In quello stesso giorno, parlando ai cardinali nella Cappella Sistina, mise subito in chiaro che al primo posto del suo programma di successore di Pietro, al di sopra di tutto, ci sarà l’eucaristia. La definì “il centro permanente e la fonte del servizio petrino che mi è stato affidato”.

Le due cose, la forma e il contenuto delle celebrazioni, sono per lui legatissime. E hanno il loro rovescio in un passaggio di quelle meditazioni choc per la Via Crucis dello scorso Venerdì Santo che Joseph Ratzinger scrisse da cardinale: “Quante volte celebriamo soltanto noi stessi senza neanche renderci conto di Lui!”. Dove Lui sta per Gesù Cristo crocifisso e risorto, il grande assente di tante nuove liturgie divenute “danze vuote attorno al vitello d’oro che siamo noi stessi”.

Per Benedetto XVI, nel solco della grande tradizione cristiana, la messa, o eucaristia, è il sacramento che crea la Chiesa, la modella, e ne dà l’immagine al mondo.

L’ha ridetto ai cardinali nel suo primo discorso programmatico: l’Eucaristia è “cuore della vita cristiana e sorgente della missione evangelizzatrice della Chiesa”.

Per questo ha curato con attenzione massima la celebrazione d’inizio del suo pontificato: una prima assoluta nella storia dei papi moderni per ricchezza ed eloquenza di simboli.

Il luogo, anzitutto. Lì v’era il circo in cui l’imperatore Nerone martirizzò l’apostolo Pietro. Gianlorenzo Bernini lo ridisegnò nel Seicento in forma d’anfiteatro davanti al nuovo palco imperiale, il frontone della basilica, dalla cui sommità il Cristo risorto avanza col vessillo del suo trionfo, la croce trasformata in trofeo. Benedetto XVI, ultimo successore di Pietro, proprio da lì ha voluto iniziare la celebrazione: dalla tomba dell’apostolo sotto l’altare maggiore della basilica. E da lì ha raccolto le insegne: il pallio patriarcale in lana d’agnello e l’anello del “pescatore di uomini”.

Atto secondo: la processione. Ciò che i fedeli dalla piazza non potevano vedere, l’hanno visto sui maxischermi tv, così come gli spettatori dei paesi più lontani. Il nuovo papa, con i cardinali in fila davanti a lui, avanzava dal centro della basilica verso la piazza, al seguito della croce e del Vangelo. Il baldacchino con le colonne tortili, altra geniale invenzione di Bernini, prospetticamente li inquadrava e sembrava muoversi con essi. Ma il vero motore visuale di tutto era lo Spirito Santo al centro della raggiera di luce dell’abside, che infiammava la cattedra dell’apostolo Pietro, torceva le colonne del baldacchino e, fuori, gonfiava il colonnato della piazza, facendola sacro teatro della Chiesa in cammino fra terra e cielo.
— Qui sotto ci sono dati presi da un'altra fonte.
PR #4202, opened 2016-04-20
make reset tool behaviour configurable

### LINKED ISSUE #4201: Make reset tool configurable as to what is reset
Request for client work that reset tool not also reset the plot canvas dimensions.  Having it reset the canvas dimensions was added as a request to numerous user requests. Propose to make a configurable property to control whether canvas dimensions are also reset.

bryevdv:
issues: closes #4201 

@mattpap This is done except for whatever changes are needed to update the TypeScript API. Please make those ASAP

ping @dwillmer

### DIFF
--- a/bokeh/models/tools.py
+++ b/bokeh/models/tools.py
@@ -128,14 +128,16 @@ class ResetTool(Tool):
     resets the data bounds of the plot to their values when the plot was
     initially created.
 
-    .. note::
-        This tool does not also reset the plot canvas size, if the plot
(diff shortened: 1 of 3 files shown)


mattpap:
For now it's OK, but before release we should consider if there shouldn't be a wider reset policy.

mattpap:
Also we could not reset size if plot is responsive. However, this wouldn't help with the demo, because plots there aren't responsive, just resized manually.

Accompagnava la processione il canto delle “Laudes Regiae”, gregoriano purissimo dell’epoca di Carlo Magno. Anche su questo Benedetto XVI è stato molto esigente. Il coro della Cappella Sistina ha eseguito canti esclusivamente in gregoriano e in polifonia classica, tutti in lingua latina.

Persino a rito terminato, mentre il papa girava per la piazza a salutare i fedeli su una campagnola scoperta, lo sfondo sonoro è stato scelto con cura: toccata e fuga in re minore per organo di Johann Sebastian Bach.

Il cuore dell’intera liturgia è stato naturalmente la messa sul sagrato della basilica. Col papa a presiedere. Ma attorno a lui e all’altare c’era la corona dei cento e più cardinali concelebranti. E soprattutto, più visibile che mai, ad attrarre lo sguardo era l’arazzo fatto scendere a coprire la porta centrale della basilica, col vero protagonista del sacramento: il Cristo risorto che sulle rive del lago spezza il pane con gli apostoli e dà a Pietro il mandato di pascere la Chiesa, ultimo capitolo del Vangelo di Giovanni cantato in latino ed in greco.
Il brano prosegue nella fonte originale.